The distribution is right-skewed. However, as the sample size gets larger, the distribution becomes more symmetric as shown below.

# Sample Size of 30
suc <- c(0:30)
y <-  dbinom(suc, size = 30, prob = 0.25)
plot(suc, y, 
     type = "h",
     main = "Sample Size of 30, p = 0.25",
     xlab = "Number of Successes",
     ylab = "Probability of Success")

# Sample Size of 100
suc <- c(0:100)
y <-  dbinom(suc, size = 100, prob = 0.25)
plot(suc, y, 
     type = "h",
     main = "Sample Size of 100, p = 0.25",
     xlab = "Number of Successes",
     ylab = "Probability of Success")

To calculate the probability of a binomial event, we will use either dbinom( ) or pbinom( ). The function dbinom( ) is similar to finding the probability of observing one particular event, ie, P(X = x) while pbinom gives the cumulative probability of an event, ie, P(X < x) or P(X <= x).
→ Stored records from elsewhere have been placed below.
Issue #1486, opened 2019-07-29
Facing Problem while installing IoT edge for windows IoT core with TPM key


arnabhetc:
Hi, I am trying to install azure IoT edge on aeon GW, running Windows IoT core 

I am using this link - https://docs.microsoft.com/en-us/azure/iot-edge/how-to-install-iot-edge-windows

there are two commands 

- one for the installation of IoT edge 

- the second one is for the DPS, with keys, 

generally while performing the second step, it asks for scope id and registration id and then built config.yaml file, 

what is happening?
It's not asking for the registration, it only asks for the scope id and then starts building the config.yaml file and gives the error that registration id is not there, but it never asked for it so, a

once the config.yaml is built with this half information, then there is no way to change it for IoT core I need to reinstall the IoT core image, I have tried twice showing the same thing 

I am attaching the logs for the details

[192.168.1.106]: PS C:\Data\Users\administrator\Documents> . {Invoke-WebRequest -useb https://aka.ms/iotedge-win} | Invoke-Expression; `
>> Initialize-IoTEdge -Dps

ModuleType Version    Name                                ExportedCommands
---------- -------    ----                                ----------------
Script     0.0        IoTEdge                             {Deploy-IoTEdge, Get-IoTEdgeLog, Initialize-IoTEdge, Insta...

cmdlet Initialize-IoTEdge at command pipeline position 1
Supply values for the following parameters:
**ScopeId: 0ne*******F**
**The container host is on supported build version 17763.
Generating config.yaml..**.
**Initialize-IoTEdge : Exception calling "Invoke" with "1" argument(s): "RegistrationId is required for this DPS**
provisioning mode."
At line:2 char:1
+ Initialize-IoTEdge -Dps
+ ~~~~~~~~~~~~~~~~~~~~~~~
    + CategoryInfo          : NotSpecified: (:) [Initialize-IoTEdge], MethodInvocationException
    + FullyQualifiedErrorId : RuntimeException,Initialize-IoTEdge 

**I have already done this multiple times, never faced this issue, It was working with edge version- 1.0.7.1 and we are running gateway with the edge ,  but this week after the release of 1.0.8 facing this issue
**

@iotedge-ci @azure-keyvault  
<img width="960" alt="install issue" src="https://user-images.githubusercontent.com/47913360/62137780-28f69300-b304-11e9-8747-b68eb0deaf26.PNG">

arsing:
[...]

PR #1582, opened 2019-08-16
Add support for manual X.509 provisioning

mrohera:
To complement the DPS X.509 identity flow, this feature adds support to enable a user to configure a device that is manually created in IoT Hub and uses any X.509 certificate auth modes. In addition to the core feature and tests, the following was also implemented: 
* Iotedge check tool was enhanced to check the idenity certificate for expiration
* Windows installer script was modified to support installation and configuration when using manual mode of operation


edgelet/iotedged/src/lib.rs
```diff
@@ -384,16 +386,46 @@ where
...
+                        start_edgelet!(
+                            key_store,
+                            provisioning_result,
+                            root_key,
+                            force_module_reprovision,
+                            None,
+                        );
+                    }
+                    ManualAuthMethod::X509(x509) => {
+                        info!("Starting provisioning edge device via manual mode using X509 identiy certificate...");
```
shantanu1singh: >identiy [](start = 92, length = 7)

nit: identity*

edgelet/iotedged/src/lib.rs
```diff
@@ -384,16 +386,46 @@ where
...
+
+                        let id_data = device_cert_identity_data.ok_or_else(|| {
+                            ErrorKind::Initialize(InitializeErrorReason::DpsProvisioningClient)
+                        })?;
+
+                        let key_bytes = hybrid_identity_key.ok_or_else(|| {
+                            ErrorKind::Initialize(InitializeErrorReason::DpsProvisioningClient)
```
shantanu1singh: >DpsProvisioningClient [](start = 73, length = 21)

nit: This should be ManualProvisioningClient

shantanu1singh:
> const DPS_DEVICE_ID_KEY_ENV_KEY: &str = "IOTEDGE_DEVICE_IDENTITY_PK";

nit: might be worth renaming the variables now to be something more generic instead of using DPS explicitly as it's used for manual mode too?

---
Refers to: edgelet/iotedged/src/lib.rs:182 in ffa5d0f. [](commit_id = ffa5d0f93096465310a92cc710dec5e80358a052, deletion_comment = False)

edgelet/contrib/config/linux/config.yaml
```diff
@@ -16,11 +16,33 @@
...
 #     external - the device has been provisioned externally.
 #                Uses an external provisioning endpoint to get device specific information.
 #
+# Manual settings when using IoT Hub connection string
+#     device_connection_string - Required. The Edge device connection string
+#                      when using SharedAccessKey authentication mode.
+#                      Ex. "HostName=<hub-name>.azure-devices.net;DeviceId=<device-id>;SharedAccessKey=<key>
+#
+# Manual settings when using a X.509 identity certificate
+#     hub_hostname    - Required. The Azure Iot Hub hostname.
```
myagley: I think we either need to call this `iothub_hostname` or just `hostname`. The first is more explicit. From a style perspective I think we need to always refer to a hub as an iot hub. The second option is consistent with the connection string.

edgelet/contrib/config/linux/config.yaml
```diff
@@ -32,14 +54,14 @@
 #                       provisioning devices configured for symmetric key
 #                       attestation. Device specific symmetric key.
 #     identity_cert   - Optional. The Edge device identity X.509 certificate
-#                       entry should only be specified when provisioning
-#                       an Edge device configured for X.509 attestation.
+#                       entry should only be specified when an Edge device
```
myagley: This is a huge nit, but can we lowercase the `Edge`?

edgelet/contrib/config/linux/debian/config.yaml
```diff
@@ -16,11 +16,33 @@
...
 #     external - the device has been provisioned externally.
 #                Uses an external provisioning endpoint to get device specific information.
 #
+# Manual settings when using IoT Hub connection string
+#     device_connection_string - Required. The Edge device connection string
+#                      when using SharedAccessKey authentication mode.
+#                      Ex. "HostName=<hub-name>.azure-devices.net;DeviceId=<device-id>;SharedAccessKey=<key>
+#
+# Manual settings when using a X.509 identity certificate
+#     hub_hostname    - Required. The Azure Iot Hub hostname.
```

The arguments for both functions are basically the same: dbinom(x, size , prob) and pbinom(x, size, prob, lower.tail) where

x = vector of success
size is the sample size
prob is the probability of success
lower.tail = TRUE is the default; to get the upper-tail, set lower.tail = FALSE

Suppose a fair die is rolled 8 times. Success is if a “2” is rolled and failure is if all the other numbers are rolled. The probability of getting a “2” in one roll is 1/6 or 0.17. Let us take a look at the graph of this distribution.

success <- c(0:8)
plot(success, dbinom(success, size = 8, prob = 1/6), 
     type = "h",
     main = "Sample Size of 8, p = 1/6",
     xlab = "Number of Successes",
     ylab = "Probability of Success",
     lwd = 3)

For each of the probability questions below, look at the graph above to see how the answers correlate.

a.) What is the probability of getting exactly three “2s” in eight rolls?

# P(X = 3)
dbinom(3, 8, 1/6)

## [1] 0.1041905

b.) What is the probability of getting three or less “2s” in eight rolls?

# P(X <= 3)
pbinom(3, 8, 1/6)

## [1] 0.9693436

c.) What is the probability of getting three or more “2s” in eight rolls?
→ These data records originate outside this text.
PR #1585, opened 2019-08-16
fix Transparent Gateway test

philipktlin:
Update e2e script to set default value for root ca cert and key file path in order generate root ca cert for transparent gateway test.


mrohera:
What does this fix? Is this more for convenience and ease of use? Also what about a default pass phrase file which could be used if a pass phrase was not provided.

philipktlin:
> What does this fix? Is this more for convenience and ease of use? Also what about a default pass phrase file which could be used if a pass phrase was not provided.

No, test is failed after I removed CA cert installation from transparent gateway test.  because it depends on that 2 variables - $EdgeE2ERootCACertRSAFile and $EdgeE2ERootCAKeyRSAFile; which is set to default value in transparent gateway before calling ca cert installation previously.  Then I need to move default value assignment from transparent gateway test to outer scope.

I manually tested and it works correctly now.

PR #1592, opened 2019-08-19
Vipeller/secur

vipeller:
Changed ASN1 encoding for Basic Constrains/CA flag for x509 certificates. Some ASN1 decoders expect DER encoded TRUE value (=0xff), and refuse validating certificates with 0x01 - which is a correct BER encoded value, and most ASN1 decoders accept it.


vipeller:
created a cleaned up version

# Using lower.tail = TRUE which is the default
# P(X >= 3) = 1 - P(X <= 2)
1 - pbinom(2, 8, 1/6)

## [1] 0.1348469

Using the upper-tail of the function, pbinom( ), is somewhat confusing. I suggest using the lower-tail all the time together with the idea of complement, if necessary.

21.4 Normal Distribution

The normal distribution has a mean of 0 and standard deviation of 1. Its curve is bell-shaped, symmetric and unimodal as shown below.

To calculate probabilities, z-scores or tail areas of distributions, we use the function pnorm(q, mean, sd, lower.tail) where q is a vector of quantiles, and lower.tail = TRUE is the default.

Let us look at an example. On the normal curve, the area to the left of 0 with a mean of 0 and standard deviation of 1 is 0.5.

pnorm(0, 0, 1)

## [1] 0.5

If we want the area to the right of 1 on the normal curve, there are 2 ways to go about calculating this area.

# Using the upper-tail
pnorm(1, 0, 1, FALSE)

## [1] 0.1586553

# Using the lower-tail
1 - pnorm(1, 0, 1)

## [1] 0.1586553

Let’s take a look at an example where the mean is not at 0 and the standard deviation is not at 1. The heights of adult men in the United States are approximately normally distributed with a mean of 70 inches and a standard deviation of 3 inches.

a.) A man is randomly selected. His height is 72 inches. What percentile will he be?

pnorm(72, mean = 70, sd = 3)

## [1] 0.7475075

The man is almost in the 75th percentile.

b.) Suppose you want to find the probability of randomly selecting a man whose height is greater than 72 inches.

# We want the upper-tail
pnorm(72, mean = 70, sd = 3, FALSE)

## [1] 0.2524925

#We can also do a lower-tail
1 - pnorm(72, mean = 70, sd = 3)

## [1] 0.2524925

If you are given the probability and want to know a particular x-value, we use the function, qnorm(p, mean, sd, lower.tail) where p is the probability and lower.tail = TRUE is the default.

c.) Suppose a man is in the 40th percentile. How tall is this man?

qnorm(0.40, mean = 70, sd = 3)

## [1] 69.23996

The man is approximately 69 inches tall.